■ TASK BRIEF ■
Below are entries. Pull out all lines containing "comments".

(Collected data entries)
Issue #798, opened 2019-11-27
Cover overlay.js with jasmine tests


sivaschenko:
Cover `AdobeStockImageAdminUi/view/adminhtml/web/js/components/grid/column/overlay.js` with jasmine tests

konarshankar07:
Hello @sivaschenko ,
I have started working on this ticket and found that jasmine test files are created in `Magento_Root/dev/tests/js/jasmine/tests/` folder but how can we run jasmine test in our repo?
My guess is `ext/magento/stock-integration/AdobeStockImageAdminUi/Test/js/view/adminhtml/web/js/components/grid/column/overlay.test.js`
Let me know your thoughts
Thanks

sivaschenko:
Hi @konarshankar07 , sorry for delay, lets place them in ASI_Root/dev/tests/js/jasmine/tests/ for now

PR #885, opened 2020-01-05
#798 : Cover overlay.js with jasmine tests

konarshankar07:
### Description (*)

This PR will cover the jasmine test for the `ext/magento/stock-integration/AdobeStockImageAdminUi/view/adminhtml/web/js/components/grid/column/overlay.js` file

1. magento/adobe-stock-integration#798: Cover overlay.js with jasmine tests

1. Follow this [documentation](https://devdocs.magento.com/guides/v2.3/test/js/jasmine.html) to configure jasmine test
2. Run the following command from ASI root directory 
`grunt spec:backend --file="dev/tests/js/jasmine/tests/app/code/Magento/AdobeStockImageAdminUi/view/adminhtml/web/js/components/grid/column/overlay.test.js"`


dev/tests/js/jasmine/tests/app/code/Magento/AdobeStockImageAdminUi/view/adminhtml/web/js/components/grid/column/overlay.test.js
```diff
@@ -0,0 +1,283 @@
...
+                expect(overlayObj.hasOwnProperty('getLabel')).toBeDefined();
+            });
+
+            it('Check method type', function () {
+                var type = typeof overlayObj.getLabel;
+                expect(type).toEqual('function');
+            });
+
+            it('Check returned value type if method called with object argument', function () {
+                var row ={
```
Nazar65:
```suggestion
                var row = {
```

dev/tests/js/jasmine/tests/app/code/Magento/AdobeStockImageAdminUi/view/adminhtml/web/js/components/grid/column/overlay.test.js
```diff
@@ -0,0 +1,283 @@
...
+                    id: 123213
+                };
+                expect(typeof overlayObj.getLabel(row)).toEqual('string');
+            });
+
+            it('Check called "this.getLabel" method with object argument', function () {
+                var row ={
```
Nazar65:
```suggestion
                var row = {
```

dev/tests/js/jasmine/tests/app/code/Magento/AdobeStockImageAdminUi/view/adminhtml/web/js/components/grid/column/overlay.test.js
```diff
@@ -0,0 +1,283 @@
...
+                };
+                overlayObj.getLabel = jasmine.createSpy().and.callFake(function () {
+                    return '';
+                });
+                overlayObj.getLabel(row);
+                expect(overlayObj.getLabel).toHaveBeenCalledWith(row);
+            });
+
+            it('Check getLabel and return null if id doesnt found', function () {
+                var row ={
```
Nazar65:
```suggestion
                var row = {
```

dev/tests/js/jasmine/tests/app/code/Magento/AdobeStockImageAdminUi/view/adminhtml/web/js/components/grid/column/overlay.test.js
```diff
@@ -0,0 +1,283 @@
...
+                    id: ''
+                };
+                overlayObj.getLabel = jasmine.createSpy().and.callFake(function () {
+                    return '';
+                });
+                expect(overlayObj.getLabel(row)).toBe('');
+            });
+
+            it('Check getLabel and return string if id found', function () {
+                var row ={
```
Nazar65:
```suggestion
                var row = {
```

Nazar65 (changes requested):

dev/tests/js/jasmine/tests/app/code/Magento/AdobeStockImageAdminUi/view/adminhtml/web/js/components/grid/column/overlay.test.js
```diff
@@ -0,0 +1,283 @@
...
+                expect(overlayObj.hasOwnProperty('initObservable')).toBeDefined();
+            });
+
+            it('Check method type', function () {
+                var type = typeof overlayObj.initObservable;
+
+                expect(type).toEqual('function');
+            });
+
+            it('licensed will be defined', function () {
```
filmaj, line 56: This test does not provide any value as we set the `licensed` variable to an object in the `beforeEach`. Thus, this test will always pass. I would suggest either remove the test or remove setting the `licensed` variable in the `beforeEach`.

dev/tests/js/jasmine/tests/app/code/Magento/AdobeStockImageAdminUi/view/adminhtml/web/js/components/grid/column/overlay.test.js
```diff
@@ -0,0 +1,283 @@
...
+
+            var handler = {
+                success: function(data) {
+                    return [1,2]
+                },
+                fail: function(data) {
+                    return 'Error Message';
+                }
+            };
+            var testObj = {
```
filmaj: Hmm, why create a new Ajax-invoking method here housed in a `testObj`? I think we could remove this object and instead, in the `updateLicensed` test below, invoke `Overlay.updateLicensed` directly.

dev/tests/js/jasmine/tests/app/code/Magento/AdobeStockImageAdminUi/view/adminhtml/web/js/components/grid/column/overlay.test.js
```diff
@@ -0,0 +1,283 @@
...
+            it('Check for defined', function () {
+                expect(overlayObj.hasOwnProperty('updateLicensed')).toBeDefined();
+            });
+
+            it('Check method type', function () {
+                var type = typeof overlayObj.updateLicensed;
+               expect(type).toEqual('function');
+            });
+
+            it("Check Ajax Success request", function() {
```
filmaj: This test needs to be reworked. This test is only exercising the fake variables/methods that are created in the housing `describe` block above, and not actually exercising the `updateLicensed` method. At a minimum, this test should:
- stub (or spy on) `$.ajax`, which you have set up properly below, to prevent an actual network request, and manipulate the ajax call to return the data you want to fake to exercise the functionality you want (in this case, you want to fake return ajax "success" data).
- invoke `Overlay.updateLicensed`

dev/tests/js/jasmine/tests/app/code/Magento/AdobeStockImageAdminUi/view/adminhtml/web/js/components/grid/column/overlay.test.js
```diff
@@ -0,0 +1,283 @@
...
+                        'response': 'success'
+                    }).promise();
+                });
+                testObj.ajaxFunction();
+                expect(handler.success).toHaveBeenCalled();
+                expect(typeof handler.success()).toBe('object');
+                expect(handler.success().length).toBe(2);
+            });
+
+            it('Check Ajax failure request', function() {
```
filmaj: Same comments as for the ajax success test above, this one should invoke `Overlay.updateLicensed`, and `$.ajax` should be spied on to ensure it returns proper "ajax failure" data.

dev/tests/js/jasmine/tests/app/code/Magento/AdobeStockImageAdminUi/view/adminhtml/web/js/components/grid/column/overlay.test.js
```diff
@@ -0,0 +1,283 @@
...
+
+                expect(type).toEqual('function');
+            });
+
+            it('licensed will be defined', function () {
+                expect(overlayObj.licensed).toBeDefined();
+            });
+        });
+
+        describe('"updateLicensed" method', function () {
```
filmaj, line 61: While you have 'ajax' call success and failure test cases in this `describe` block, the `updateLicensed` method also does something special if the user is not logged in: it does not make an ajax call at all (it `return`s early). I think we should add a test for this.

dev/tests/js/jasmine/tests/app/code/Magento/AdobeStockImageAdminUi/view/adminhtml/web/js/components/grid/column/overlay.test.js
```diff
@@ -0,0 +1,283 @@
...
+            it('Check for defined ', function () {
+                expect(overlayObj.hasOwnProperty('getIds')).toBeDefined();
+            });
+
+            it('Check method type', function () {
+                var type = typeof overlayObj.getIds;
+                expect(type).toEqual('function');
+            });
+
+            it('Check returned value type if method called with object argument', function () {
```
filmaj: This test is not valuable as you are stubbing out the `getIds` directly before testing it. Either don't stub the method you are testing, or remove this test.

dev/tests/js/jasmine/tests/app/code/Magento/AdobeStockImageAdminUi/view/adminhtml/web/js/components/grid/column/overlay.test.js
```diff
@@ -0,0 +1,283 @@
...
+
+                overlayObj.getIds = jasmine.createSpy().and.callFake(function () {
+                    return [1,2,3];
+                });
+
+                expect(typeof overlayObj.getIds()).toEqual('object');
+            });
+
+            it('Check getIds and return array', function () {
```
filmaj: This test is not valuable as you are stubbing out the getIds directly before testing it. Either don't stub the method you are testing, or remove this test.

dev/tests/js/jasmine/tests/app/code/Magento/AdobeStockImageAdminUi/view/adminhtml/web/js/components/grid/column/overlay.test.js
```diff
@@ -0,0 +1,283 @@
...
+            it('Check for defined ', function () {
+                expect(overlayObj.hasOwnProperty('getStyles')).toBeDefined();
+            });
+
+            it('Check method type', function () {
+                var type = typeof overlayObj.getStyles;
+                expect(type).toEqual('function');
+            });
+
+            it('Check returned value type if method called with object argument', function () {
```
filmaj: This test is not valuable as you are stubbing out the `getStyles` directly before testing it. Either don't stub the method you are testing, or remove this test.

dev/tests/js/jasmine/tests/app/code/Magento/AdobeStockImageAdminUi/view/adminhtml/web/js/components/grid/column/overlay.test.js
```diff
@@ -0,0 +1,283 @@
...
+                        top: '100px'
+                    };
+                });
+
+                expect(typeof overlayObj.getStyles()).toEqual('object');
+            });
+
+            it('Check getStyles and return array', function () {
+
+                overlayObj.getStyles = jasmine.createSpy().and.callFake(function () {
```
filmaj: This test is not valuable as you are stubbing out the `getStyles` directly before testing it. Either don't stub the method you are testing, or remove this test.

dev/tests/js/jasmine/tests/app/code/Magento/AdobeStockImageAdminUi/view/adminhtml/web/js/components/grid/column/overlay.test.js
```diff
@@ -0,0 +1,283 @@
...
+                var type = typeof overlayObj.isVisible;
+                expect(type).toEqual('function');
+            });
+
+            it('Check returned value type if method called with object argument', function () {
+                var row = {
+                    id: 123213
+                };
+
+                overlayObj.isVisible = jasmine.createSpy().and.callFake(function () {
```
filmaj: This test is not valuable as you are stubbing out the `isVisible` directly before testing it. Either don't stub the method you are testing, or remove this test.

dev/tests/js/jasmine/tests/app/code/Magento/AdobeStockImageAdminUi/view/adminhtml/web/js/components/grid/column/overlay.test.js
```diff
@@ -0,0 +1,283 @@
...
+                });
+
+                expect(typeof overlayObj.isVisible(row)).toEqual('boolean');
+            });
+
+            it('Check called "this.isVisible" method with object argument', function () {
+                var row = {
+                    id: 123213
+                };
+                overlayObj.isVisible = jasmine.createSpy().and.callFake(function () {
```
filmaj: This test is not valuable as you are stubbing out the `isVisible` directly before testing it. Either don't stub the method you are testing, or remove this test.

dev/tests/js/jasmine/tests/app/code/Magento/AdobeStockImageAdminUi/view/adminhtml/web/js/components/grid/column/overlay.test.js
```diff
@@ -0,0 +1,283 @@
...
+                });
+                overlayObj.isVisible(row);
+                expect(overlayObj.isVisible).toHaveBeenCalledWith(row);
+            });
+
+            it('Check isVisible and return false if id doesnt found', function () {
+                var row = {
+                    id: ''
+                };
+                overlayObj.isVisible = jasmine.createSpy().and.callFake(function () {
```
filmaj: This test is not valuable as you are stubbing out the `isVisible` directly before testing it. Either don't stub the method you are testing, or remove this test.

dev/tests/js/jasmine/tests/app/code/Magento/AdobeStockImageAdminUi/view/adminhtml/web/js/components/grid/column/overlay.test.js
```diff
@@ -0,0 +1,283 @@
...
+                    return false;
+                });
+                expect(overlayObj.isVisible(row)).toBe(false);
+            });
+
+            it('Check isVisible and return true if id found', function () {
+                var row = {
+                    id: 123213
+                };
+                overlayObj.isVisible = jasmine.createSpy().and.callFake(function () {
```
filmaj: This test is not valuable as you are stubbing out the `isVisible` directly before testing it. Either don't stub the method you are testing, or remove this test.

dev/tests/js/jasmine/tests/app/code/Magento/AdobeStockImageAdminUi/view/adminhtml/web/js/components/grid/column/overlay.test.js
```diff
@@ -0,0 +1,283 @@
...
+                    id: 123213
+                };
+                expect(typeof overlayObj.getLabel(row)).toEqual('string');
+            });
+
+            it('Check called "this.getLabel" method with object argument', function () {
+                var row ={
+                    id: 123213
+                };
+                overlayObj.getLabel = jasmine.createSpy().and.callFake(function () {
```
filmaj: This test is not valuable as you are stubbing out the `getLabel` directly before testing it. Either don't stub the method you are testing, or remove this test.

dev/tests/js/jasmine/tests/app/code/Magento/AdobeStockImageAdminUi/view/adminhtml/web/js/components/grid/column/overlay.test.js
```diff
@@ -0,0 +1,283 @@
...
+                });
+                overlayObj.getLabel(row);
+                expect(overlayObj.getLabel).toHaveBeenCalledWith(row);
+            });
+
+            it('Check getLabel and return null if id doesnt found', function () {
+                var row ={
+                    id: ''
+                };
+                overlayObj.getLabel = jasmine.createSpy().and.callFake(function () {
```
filmaj: This test is not valuable as you are stubbing out the `getLabel` directly before testing it. Either don't stub the method you are testing, or remove this test.

dev/tests/js/jasmine/tests/app/code/Magento/AdobeStockImageAdminUi/view/adminhtml/web/js/components/grid/column/overlay.test.js
```diff
@@ -0,0 +1,283 @@
...
+                    return '';
+                });
+                expect(overlayObj.getLabel(row)).toBe('');
+            });
+
+            it('Check getLabel and return string if id found', function () {
+                var row ={
+                    id: 123213
+                };
+                overlayObj.getLabel = jasmine.createSpy().and.callFake(function () {
```
filmaj: This test is not valuable as you are stubbing out the `getLabel` directly before testing it. Either don't stub the method you are testing, or remove this test.

filmaj (changes requested):
Thanks for writing up the tests!

I see a major conceptual problem with many of the tests, though: the method-under-test is being stubbed (i.e. temporarily overwritten inside the test) before it gets executed and assertions are ran on the output. This means we are not actually testing the implemented method! I think a rule needs to be followed: if you are testing a method, don't stub it (or spy on it). You can stub or spy on other methods the method-under-test uses, but not the actual method.

Also, be careful with the creation of spies directly in jasmine (using `jasmine.createSpy()`). The lifecycle of spies created in this manner is not managed by jasmine and the test lifecycle. This means that spies like this are left in place forever! This can have unintended consequences across different tests. If you overwrite a class method with a spy directly like this in one test:

```
overlayObj.getLabel = jasmine.createSpy().and.callFake(function () { console.log('hello'); });
```

... in a different test, the overwritten `getLabel` method will remain, and the original method will be gone. Instead, use the jasmine `spyOn` global method, which is hooked into the test lifecycle. Any methods overwritten via `spyOn` will be properly cleaned up/removed and the original method reinstated at the end of a test (i.e. `it` block) or a suite of tests (i.e. `describe` block). For more information, please read through the [jasmine introduction](https://jasmine.github.io/2.0/introduction.html), and especially the [section on spies](https://jasmine.github.io/2.0/introduction.html#section-Spies).

sivaschenko:
@magento run Unit Tests

konarshankar07:
Thanks @filmaj for detail explanation and I will work on the requested changes

dev/tests/js/jasmine/tests/app/code/Magento/AdobeStockImageAdminUi/view/adminhtml/web/js/components/grid/column/overlay.test.js
filmaj: @konarshankar07 as mentioned I think a test checking that no ajax call is issued if the user is not authorized should be added.

dev/tests/js/jasmine/tests/app/code/Magento/AdobeStockImageAdminUi/view/adminhtml/web/js/components/grid/column/overlay.test.js
```diff
@@ -0,0 +1,147 @@
...
+                    return ids;
+                });
+                spyOn($, 'ajax').and.callFake(function(e) {
+                    return $.Deferred().resolve({
+                        'response': 'success'
+                    }).promise();
+                });
+                overlayObj.updateLicensed();
+                expect(overlayObj.updateLicensed()).toBeUndefined();
+                expect($.ajax).toHaveBeenCalled();
```
filmaj, line 127: Nice job on this test rewrite! You are on the right track.

In addition to making sure `$.ajax` was called, we also want to make sure that the success logic for a successful AJAX request was executed. In this case, when the AJAX request completes successfully and we have received data from the serve, the `updateLicensed` sets the `licensed` property to the response object received from the AJAX call. So we should assert that this is the case.

dev/tests/js/jasmine/tests/app/code/Magento/AdobeStockImageAdminUi/view/adminhtml/web/js/components/grid/column/overlay.test.js
```diff
@@ -0,0 +1,147 @@
...
+                expect(overlayObj.getIds).toHaveBeenCalled();
+            });
+
+            it('Check Ajax failure request', function() {
+                var login = {
+                    user: function () {
+                        return {
+                            isAuthorized: false
```
filmaj, line 138: Stubbing `isAuthorized` out to return `false` doesn't actually execute the AJAX failure flow - rather, it would execute the 'not-logged-in-so-won't-issue-an-AJAX-request' flow. So I would suggest either renaming and restructuring this test so that it reflects this, or re-write the test to actually exercise the 'AJAX request has failed' flow.

Friendly reminder that the `updateLicensed` method has three main logic flows:

1. User is not authorized, so no AJAX request is issued, the `licensed` property is set to an empy object `{}` and the method `return`s early.
2. User is authorized, so we issue the AJAX request and after receiving a successful response from the server, we set the `licensed` property to the server's response.
3. User is authorized, so we issue the AJAX request and after receiving an error response from the server or  the AJAX request  fails, we `return` the error message.

As such, to completely cover the logic of the `updateLicensed` method with unit tests, we should create three tests for this method, one to cover each main logical flow.

dev/tests/js/jasmine/tests/app/code/Magento/AdobeStockImageAdminUi/view/adminhtml/web/js/components/grid/column/overlay.test.js
```diff
@@ -0,0 +1,147 @@
...
+                });
+                spyOn($, 'ajax');
+                overlayObj.updateLicensed();
+                expect(overlayObj.updateLicensed()).toBeUndefined();
+                expect($.ajax).not.toHaveBeenCalled();
+                expect(overlayObj.getIds).not.toHaveBeenCalled();
+            });
+        });
+
+        describe('"getIds" method', function () {
```
filmaj, line 158: If we want more complete unit test coverage  for the `getIds` method, then we should exercise  the logic of this method, that is, stub out `masonry().rows()` with a spy to return some fake data controlled in the test, and assert that the array of ids returned by the method match the fake data set up in the test.

dev/tests/js/jasmine/tests/app/code/Magento/AdobeStockImageAdminUi/view/adminhtml/web/js/components/grid/column/overlay.test.js
```diff
@@ -0,0 +1,147 @@
...
+            });
+
+            it('Check method type', function () {
+                var type = typeof overlayObj.getIds;
+                expect(type).toEqual('function');
+            });
+
+        });
+
+        describe('"getStyles" method', function () {
```
filmaj, line 178: Same as `getIds`, this set of tests do not exercise `getStyles` logic. It seems to me like the logic of `getStyles` may fail in certain cases. The logic that calculates the `height` variable in this method, for example, is mixing string and numbers in JavaScript and using arithmetic operators on mixed string and number types can yield unexpected results 😄. I think it would be a good idea to write logic tests for this method as I think we may catch a bug here 😄

dev/tests/js/jasmine/tests/app/code/Magento/AdobeStockImageAdminUi/view/adminhtml/web/js/components/grid/column/overlay.test.js
```diff
@@ -0,0 +1,147 @@
...
+            });
+
+            it('Check method type', function () {
+                var type = typeof overlayObj.getStyles;
+                expect(type).toEqual('function');
+            });
+
+        });
+
+        describe('"isVisible" method', function () {
```
filmaj, line 212: Once more, we should add logical tests here. Since `isVisible` returns either `true` or `false`, I would write  two additional tests  for this method: when does it return `true`, and when does it return `false`?

dev/tests/js/jasmine/tests/app/code/Magento/AdobeStockImageAdminUi/view/adminhtml/web/js/components/grid/column/overlay.test.js
```diff
@@ -0,0 +1,147 @@
...
+                expect(overlayObj.hasOwnProperty('isVisible')).toBeDefined();
+            });
+
+            it('Check method type', function () {
+                var type = typeof overlayObj.isVisible;
+                expect(type).toEqual('function');
+            });
+        });
+
+        describe('"getLabel" method', function () {
```
filmaj, line 249: The  logic tests for `getLabel` would be very similar as `isVisible`, except  the output would be either the empty string or the string `"Licensed"`. Let's add those tests here.

filmaj (changes requested):
Nicely done Shankar! Much better  use of stubs in this iteration.

I have added a few more comments mostly around fleshing out the code coverage to make sure the tests execute most of the important logic in `overlay.js`.

Nice job!

sivaschenko (dismissed):

sivaschenko:
@magento run Static Tests

sivaschenko:
@magento run Static Tests

konarshankar07:
@sivaschenko ... Thanks for the code cleanup

slavvka:
Guys, thank you for the identification of the issue with static tests. We are working on fixing that.

sivaschenko (approved):
@konarshankar07 high five! :raised_hand: We've done it!

filmaj:
Nice work @konarshankar07 !!!!

konarshankar07:
Thanks @filmaj and @sivaschenko for your great support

■ OUTPUT OF THE EXERCISE ■
filmaj: Same comments as for the ajax success test above, this one should invoke `Overlay.updateLicensed`, and `$.ajax` should be spied on to ensure it returns proper "ajax failure" data.
I have added a few more comments mostly around fleshing out the code coverage to make sure the tests execute most of the important logic in `overlay.js`.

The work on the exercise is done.